Poster Presentation Clinical Oncology Society of Australia Annual Scientific Meeting 2017

A decade of G-CSF prescribing during curative chemotherapy for early breast cancer: what trends are changing? (#180)

Zoe Loh 1 , Jim Siderov 2 , Belinda Yeo 1 3
  1. Department of Medical Oncology, Olivia Newton John Cancer Research & Wellness Centre, Austin Health, Melbourne, VIC, Australia
  2. Pharmacy Department, Austin Health, Melbourne, VIC, Australia
  3. Olivia Newton John Cancer Research Institute, Melbourne, VIC, Australia

The use of granulocyte colony stimulating factor (G-CSF) during polychemotherapy regimens has been increasing. International guidelines recommend primary prophylaxis when the risk of neutropenic complications exceeds 20% and as a result, G-CSF is often used outside of PBS reimbursement via various funding models. The aim of this audit was to evaluate the use of G-CSF over the past decade in a series of early breast cancer patients treated in an Australian tertiary hospital.

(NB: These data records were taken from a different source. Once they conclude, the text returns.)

PR #257, opened 2018-06-08
Feature/mmt 1443

jceaser:
Chris, James, and added the jQuery UI tooltip to the chooser. Also in this request is a rake command to generate ctags for editing in vim and bbedit.


app/assets/javascripts/order_option_assignments.coffee
```diff
@@ -146,4 +146,6 @@ $(document).ready ->
 
     # select all of the items in the "to" list before submitting
     $('#new-order-option-assignment-form').submit ->
-      $('#collectionsChooser_toList option').prop('selected', true)
\ No newline at end of file
+      $('#collectionsChooser_toList option').prop('selected', true)
+   
+  $(document).tooltip()
```
jceaser: move to a new script, tooltip.coffee

lib/tasks/ctags.rake
```diff
@@ -0,0 +1,9 @@
+# add a rake task to make it easy to navigate ruby code with VIM using ctr-] and
+# to jump and ctr-t to return
+# @author thomas.a.cherry
+namespace :ctags do
+  desc "generate ctags from ruby files to make vim more fun"
+  	task :ctags do
```
jceaser: don't indent

app/assets/javascripts/order_option_assignments.coffee
macrouch: maybe also add some comments to that new file, explaining what it is doing

.editorconfig
```diff
@@ -0,0 +1,4 @@
+[*]
```
charleshuang80: should this file be ignored?

app/assets/javascripts/tooltip.coffee
```diff
@@ -0,0 +1,12 @@
+#
+# This code uses jquery-ui to replace the built in tooltip popup with a nicer
+# one. The popup can be styled but by default is slightly larger and pops up
+# faster. The tooltip function only needs to be called once as it searches
+# the DOM attaching the new UI to any tag with a defined tooltip.
+#
+
+$(document).ready ->
+  if $("#bulk-updates-form").length < 1
```
charleshuang80: This means that the tooltip will only show up on pages that have elements with the `#bulk-updates-form` id. I'm not sure that is what we want...

macrouch: `< 1`, so this does work. I find it confusing too, maybe `unless $("#bulk-updates-form").length > 1`

charleshuang80: ah - I misread it. I like Matthew's proposed change.

.editorconfig
jceaser: I meant for it to be included, it causes vim to use the local coding standards. I picked this up from other open source projects I contribute to (maybe consume is the right word here).

app/assets/javascripts/tooltip.coffee
jceaser: done

spec/features/service_entries/update_service_entry_spec.rb
```diff
@@ -90,8 +90,11 @@
 
           # Remove and add back the second option
           select "lorem_223 | ipsum", from: 'tag_guids_fromList'
+          page.find('body').native.send_keys :escape
+
           find('button[title=remove]').click
           select "lorem_223 | ipsum", from: 'tag_guids_toList'
+          #page.find('body').native.send_keys :escape
```
charleshuang80: if this isn't needed we should remove it.

spec/features/permissions/create_update_delete_permissions_spec.rb
```diff
@@ -188,10 +188,15 @@
             within '#collectionsChooser' do
               # selecting each individually as it seems more robust.
               select(@entry_id_1, from: 'Available Collections')
+              page.find('.from-container').native.send_keys :escape # press esc to hide tool tip, it blocks button
               find('button[title=add]').click
+              
               select(@entry_id_2, from: 'Available Collections')
+              page.find('.from-container').native.send_keys :escape # press esc to hide tool tip, it blocks button
```
charleshuang80: since all 3 instances of using escape here are so close together, maybe just the comment for the first time would be sufficient?

spec/features/service_entries/update_service_entry_spec.rb
```diff
@@ -90,8 +90,11 @@
 
           # Remove and add back the second option
           select "lorem_223 | ipsum", from: 'tag_guids_fromList'
+          page.find('body').native.send_keys :escape
```
charleshuang80: you could add the comment here, though

spec/features/service_entries/update_service_entry_spec.rb
macrouch: :this:

spec/features/permissions/create_update_delete_permissions_spec.rb
jceaser: will do

spec/features/service_entries/update_service_entry_spec.rb
jceaser: done

spec/features/service_entries/update_service_entry_spec.rb
jceaser: agree

PR #261, opened 2018-06-21
MMT-1505 - updating a gem file to make builds happy

jceaser:
Updated one outdated gem. Pretty strait forward. Bamboo is green. Adding Jon V. since he was one of the people reporting this, just so that he sees progress.


jceaser:
got two others to look at this, will merge now

PR #262, opened 2018-06-21
MMT-1418-Fixed the issue where tophat2 was pushing rest of webpage down and hiding part of the footer

zjam1:
Added a div tag inside of wrapper to push down header. Also changed top margins for the wrapper class.


app/assets/javascripts/application.js
```diff
@@ -31,5 +31,6 @@
 //= require jquery.webui-popover/jquery.webui-popover.min
 //= require redactor/redactor.min
 //= require jquery-textcounter/textcounter.min
+//= require tophat_space.coffee
```
charleshuang80: Does this need to be added? I think it should be automatically picked up with the `require_tree` below.

app/assets/javascripts/tophat_space.coffee
```diff
@@ -0,0 +1,5 @@
+$('document').ready ->
+  #checks if tophat exists 
+  tophatExist = document.getElementsByClassName("th-wrapper")
```
charleshuang80: Sorry I didn't notice this before, but you should make this call with JQuery, which you are using above and below

jceaser: yea, that is a good point. https://stackoverflow.com/questions/23648196/converting-document-getelementsbyclassname-to-jquery has an example of this.

zjam1:
I made the changes that Charles requested

app/assets/javascripts/tophat_space.coffee
```diff
@@ -0,0 +1,5 @@
+$('document').ready ->
+  # checks if tophat exists
+  tophatExist = $(".th-wrapper")
+  if tophatExist.length
```
charleshuang80: I was going to say you should add a ` > 0` here, but upon further research it looks like this is a widely accepted way to do this. However, I will suggest one final change, you can shorten this by making it one line: `if $('.th-wrapper).length`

We retrospectively identified patients receiving (neo)adjuvant chemotherapy for early breast cancer in two cohorts: “early” 2005-10 and “late” 2011-16 at Austin Health. Chemotherapy regimens, G-CSF use and schedule were compared along with rates of febrile neutropenia (FN) for the 2011-16 cohort.

Between 2005-2016, 655 patients received the following curative chemotherapy regimens: 103 (16%) anthracycline-based (FEC), 171 (26%) taxane-based (TC = 147; TcarboH = 34) and 371 (57%) combined regimens (FEC-D = 169; AC-T (+/-H) = 191); TAC = 11). A similar proportion of patients received PBS-qualifying primary prophylaxis (10% versus 9% respectively). There was a substantial increase in G-CSF use over time with 61% (all using pegfilgrastim) in the early compared with 90% (52% pegfilgrastim and 48% filgrastim) in the late cohort. Thirty patients who initially received filgrastim were subsequently changed to pegfilgrastim at a later cycle. Fifty-four (19%) early cohort patients received G-CSF from cycle 1 compared with 266 (73%) in the late cohort. Thirty-one (9%) patients had a febrile neutropenic event in the late cohort, 21 (69%) of whom were already receiving G-CSF. The rate of FN was stable year on year from 2011-16.

G-CSF use has increased substantially over the past decade despite no increase in the prescribing of our most myelosuppressive regimens. Increasing availability and fall in cost of short-acting preparations have diversified prescribing.